C’est dire l’importance de ce document !
Qui plus est, et en allant plus loin dans notre réflexion, on relèvera que cette mise en demeure, qui doit être considérée comme une « décision » de recouvrement, est seule susceptible de faire l’objet d’un recours contentieux (Cass soc. 24 mars 1994 pourvoi n° 92-13925, 1° décembre 1994. pourvoi n° 92-14219, 18 juillet 1997. pourvoi n° 94-21936 V. également : Cass soc. 1° décembre 1994. pourvoi n° 92-14219, Cass civ 2ème 14 février 2019, pourvoi n°17-27759 – Nîmes. 5° chambre Pôle social. 15 juin 2023. RG n° 21/01055)
Ce « label » de « décision » donné par la jurisprudence est d’autant plus important lorsque l’on sait que les articles du Code de la sécurité sociale doivent désormais se lire à la lumière du Code des relations entre le public et l’administration (CRPA).
Rappelons en effet que suivant l’article L. 100-3 du CRPA, on entend par « Administration : les administrations de l’Etat, les collectivités territoriales, leurs établissements publics administratifs et les organismes et personnes de droit public et de droit privé chargés d’une mission de service public administratif, y compris les organismes de sécurité sociale ». Cette simple disposition signifie, sauf exception, que les relations URSSAF/cotisants entrent dans le champ d’application du CRPA et lui sont donc soumises.
Or, selon l’article L. 212-1 du CRPA (ancien article 4 alinéa 2 de la loi n° 2000-321 du 12 avril 2000), « toute décision prise par une administration comporte la signature de son auteur ainsi que la mention, en caractères lisibles, du prénom, du nom et de la qualité de celui-ci ».
Il ne s’agit pas là d’une position purement formelle du code.
Selon M. Vincent VILLETTE, rapporteur public sous la décision du Conseil d’État n° 425796 du 18 décembre 2020, cette obligation prévue à l’article L 212-1 susmentionné vise en réalité « à permettre aux administrés d’identifier facilement l’auteur de l’acte, pour qu’ils soient à même de vérifier sa compétence et son impartialité – notamment en cas de contentieux ».
On ne peut donc qu’être étonné de la position de la Cour de Bordeaux suivant laquelle l’omission des mentions prévues par l’article 4 alinéa 2 de la loi n° 2000-321 du 12 avril 2000 n’affecte pas la validité de la mise en demeure prévue par l’article L. 244-2 du Code de la sécurité sociale, dès lors que celle-ci précise la dénomination de l’organisme qui l’a émise.
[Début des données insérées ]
PR #77, opened 2015-01-30
platform: native: no TXS workaround on mini

machinaut:
blacksphere_mini board (hwversion = 1) doesn't need the TXS0108 workaround.


gsmcmullin:
Why is this an issue?  This pin is not connected on the mini.

PR #78, opened 2015-03-02
Exceptions minor cleanup and stlink

esden:
This pull request contains minor improvements, and ports the changes to the stlink probe platform.

I have tested it on the stm32f4-discovery board, using the [stm32f4 timer example](https://github.com/libopencm3/libopencm3-examples/tree/master/examples/stm32/f4/stm32f4-discovery/timer), that uses __WFI in the main loop.

It is able to swdp_scan and attach to the target, this was not working all the time before. Now it seems to be quite reliable. I also tested the behavior when stuck in __WFI (disabled the interrupt in the example). It correctly points out that the swdp_scan failed due to timeout and that it might be due to WFI.

So far so good, will continue using this firmware and see how things go. :)

### DIFF
--- a/src/platforms/native/platform.h
+++ b/src/platforms/native/platform.h
@@ -191,6 +191,8 @@ int platform_init(void);
 void morse(const char *msg, char repeat);
 const char *platform_target_voltage(void);
 int platform_hwversion(void);
+void platform_set_timeout(uint32_t ms);
+bool platform_timeout_expired(void);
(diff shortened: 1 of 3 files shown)


gsmcmullin:
I'm not going to merge this.  The exceptions branch here is gone now, moved to gsmcmulllin/blackmagic, and rebased.  These changes are included.

PR #81, opened 2015-03-05
SAM4S: Erase flash in 8K instead of 16K chunks.

dlaw:
This pull request (1) changes SAM4S flash erases to use 8 page chunks instead of 16 page chunks, and (2) corrects a bug in the generation of the FARG field for SAM4S flash erases.

(1) This issue is due to an error in the SAM4S datasheet. Table 20-4 states that 16 page erases may be used on all sectors, but buried in section 8.1.3.1 is a note that only 8 page erases are guaranteed to work in sectors 0 and 1.

(2) FARG[15:2] is not supposed to be shifted left by two bits. This bug was masked by the fact that an invalid 16 page erase on sector 0 also erased sectors 1-3.

I've been testing this change for more than a month now, so I am confident that there are no more SAM4S flash erase issues lurking within.

Cheers,
Dave

### DIFF
--- a/src/sam3x.c
+++ b/src/sam3x.c
@@ -291,26 +291,27 @@ static int sam3x_flash_erase(struct target_s *target, uint32_t addr, int len)
 	uint32_t base = sam3x_flash_base(target, addr, &offset);
 
 	/* The SAM4S is the only supported device with a page erase command.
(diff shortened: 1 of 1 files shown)


gsmcmullin:
ok to test

PR #83, opened 2015-03-17
samd: Remove low level ADIv5 calls an favour of target_mem_write.

gsmcmullin:


gsmcmullin:
Thanks @richardeoin for testing.

PR #86, opened 2015-03-31
sam3x: add SAM3U support

florolf:
This patch adds support for the U subfamily of the SAM3 controllers.


gsmcmullin:
ok to test

florolf:
I forgot to mention that I was only able to test this on a ATSAM3U4E. But as this is a device with two flash banks, all smaller SAM3U chips should be working as well.

gsmcmullin:
Thanks.  I'm merging as is.  I have work in progress to change how these flash drivers are implemented.  I will ask you to retest when I've reworked the driver.

PR #91, opened 2015-06-23
Fix usage of USB_VBUS

schodet:
USB_VBUS is not an alternate function, it is an additionnal function which is
always enabled.

If configured as an alternate function, it will draw current from VBUS.


gsmcmullin:
ok to test

gsmcmullin:
Can anyone using the f4discovery port confirm this?  @UweBonnes

esden:
Tested and I can confirm that this patch drops the current usage on the OTG_FS port from 30mA to less than my current measurement can indicate (<10mA). Also tested that I can connect to the f4discovery Black Magic Probe firmware and able to scan for a target device.

PR #92, opened 2015-06-29
Fixes #90 flashing of STM32 m0 chips

### LINKED ISSUE #90: Current master fails to flash stm32f0discovery (stm32f051)
it works on v1.6-rc0

i will test this on a native probe, but i assume it will be the same result.

    No. Att Driver
     1      STM32F0
    0xfffffffe in ?? ()
    (gdb) load
    Loading section .isr_vector, size 0xc4 lma 0x8000000
    Error writing data to flash

maknoll:
These are 3 commits from UweBonnes wich i shamelessly sending in cause he did not yet do so.
They are fixing flashing of M0 ST's, because the stubs aren't compliled for ARMv6.
I tested the changes and they work on the M0, but should be tested on a STM32F1 target before merging because the code affects them as well.


gsmcmullin:
ok to test

gsmcmullin:
This is working for me on the F103, so it seems the change is good.

PR #246, opened 2017-06-15
stm32l0: add support for large STM32L0

schodet:
Up to 6 Ko EEPROM, 20 Ko SRAM and read flash size from flash size register.

I have actually done this before seeing #119, I suppose there is a better way than defining several flash banks (which does not map to hardware bank), but it works.

I also tried to add a loop in `stm32lx_nvm_prog_erase`, but it is not sufficient to solve the > 64 Kb problem.

Tested with a STM32L072.


schodet:
Rebased on current master.

This commit is less useful after 2216587b, what do you think?

esden:
Thank you @schodet for the submission. Yes you are correct the newly reported size should incorporate the larger devices now. This is the solution we will go with for now. If there are any more issues please feel free to reopen this pull request. :)

PR #247, opened 2017-06-16
Allow programming STM32F4 when using a low voltage

schodet:
This adds:
- programming using byte access (thanks @GordonHJSmith),
- allow selection of access size using `monitor psize (x8|x32)`.

It would be great to also select the right one depending on the target voltage, but there is no platform function for that (it returns a string).


src/target/stm32f4.c
```diff
@@ -355,3 +370,30 @@ static bool stm32f4_cmd_option(target *t, int argc, char *argv[])
 	}
 	return true;
 }
+
+static bool stm32f4_cmd_psize(target *t, int argc, char *argv[])
+{
```
gsmcmullin: Please put braces on the same line as the if and else, and add braces to the ifs below (strcmp's)

src/target/stm32f4.c
```diff
@@ -355,3 +370,30 @@ static bool stm32f4_cmd_option(target *t, int argc, char *argv[])
...
+			psize = 8;
+		else if (!strcmp(argv[1], "x32"))
+			psize = 32;
+		else
+		{
+			tc_printf(t, "usage: monitor psize (x8|x32)\n");
+			return false;
+		}
+		for (struct target_flash *f = t->flash; f; f = f->next) {
+			((struct stm32f4_flash *)f)->psize = psize;
```
gsmcmullin: This works for now, but if at some stage we support external flashes this could come back and bite us.

schodet: Any idea on where I could store this information? A global?

gsmcmullin: I'm happy to leave it here for now.  This is better than a global or static.

If we support external flashes in future, I think the solution would be to have some signature in the `target_flash` structure so that flashes belonging to this driver can be identified.

schodet:
I added a commit for style fixes.

The second commit is a proposition for a kind of "signature".

I can apply fixups if you agree or you can do it before merging.

src/target/stm32f4.c
schodet: Done.

gsmcmullin:
This looks great.  Please apply the fixups and I'll merge it.

schodet:
Done.

PR #257, opened 2017-07-12
PSoC4: Initial additions/adjustments

mryndzionek:
This is the beginning of series of additions/adjustments aiming add adding basic Cypress PSoC4 chips support.

### DIFF
--- a/src/target/stm32l4.c
+++ b/src/target/stm32l4.c
@@ -131,7 +131,8 @@ enum ID_STM32L4 {
 	ID_STM32L47  = 0x415u, /* RM0351, Rev.5 */
 	ID_STM32L49  = 0x461u, /* RM0351, Rev.5 */
 	ID_STM32L4R  = 0x470u, /* RM0432, Rev.5 */
-	ID_STM32G07  = 0x460u, /* RM0444/454, Rev.1 */
+	ID_STM32G03  = 0x468u, /* RM0444/454, Rev.2 */
+	ID_STM32G07  = 0x460u, /* RM0444/454, Rev.2 */
 };
 
 enum FAM_STM32L4 {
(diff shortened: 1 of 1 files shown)


mryndzionek:
Has this pull request a chance to be accepted? The first commit just adds a new command that could be useful elsewhere. The second shouldn't break anything.

esden:
Thank you for your submission.

I am not comfortable with adding a function that retries 10 times to connect. This should never be necessary if the target is configured and set up correctly. Is there a specific reason why that would be necessary in any other context than problematic targets?

Also this should be possible to be done by running `mon swdp` and then pressing enter in GDB 10 times. Is Psoc that problematic to connect to?

mryndzionek:
Please look at the PDF I linked in the commits:
http://www.cypress.com/documentation/programming-specifications/cybl10x6x-cy8c4127bl-cy8c4247b-programming-specifications
'4.3 Step 1 – Acquire Chip'

> The times of internal reset (<1 ms) and boot code (<100 µs)
are not specified exactly. Because they depend on the CPU
clock and the size of the code, they can vary in different revisions
of the chip.
In this case, the recommended way to enter Test mode is to
start sending an acquire sequence right after XRES is toggled
(or power is supplied in Power Cycle mode). This
sequence is sent iteratively until it succeeds; that is, all SWD
transactions are ACKed and all conditions are met. 

So yes, it's problematic. I know that there is another way. OpenOCD tries to use it, but it's also complex and less reliable. PSO4 is strange. For info you can look at:
http://dmitry.gr/index.php?r=05.Projects&proj=24.%20PSoC4%20confidential

UweBonnes:
I don't have a PSOC4. Is your problem solved? If yes, how?

mryndzionek:
Oh sorry. I forgot that this branch is a pending PR. I've forced pushed to sync and pull from master and this closed the PR. This isn't urgent right now. I have the changes on my clone. I'll re-open the PR if I figure out some other solution.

Et ce, même s’il s’agit d’une position sans cesse répétée par la jurisprudence (Cass civ.2°. 29 juin 2004. pourvoi 03-30.136 – 5 juillet 2005. Bull civ II n° 179 – Amiens, 2° protection sociale, 10 mai 2021, RG n° 19/06109 – Rennes. 9ème Ch Sécurité Sociale. 23 novembre 2022. RG n° 19/00154 – V. également Toulouse. 4ème Chambre Section 3. 14 juin 2023. RG n° 22/03274).
Faut-il rappeler comme aimait le dire Franklin Roosevelt que « la répétition ne transforme pas un mensonge en vérité » ? Comment le juge judiciaire peut-il maltraiter à ce point le Droit et faire abstraction totale des dispositions du CRPA, au point d’adopter une position contra legem ?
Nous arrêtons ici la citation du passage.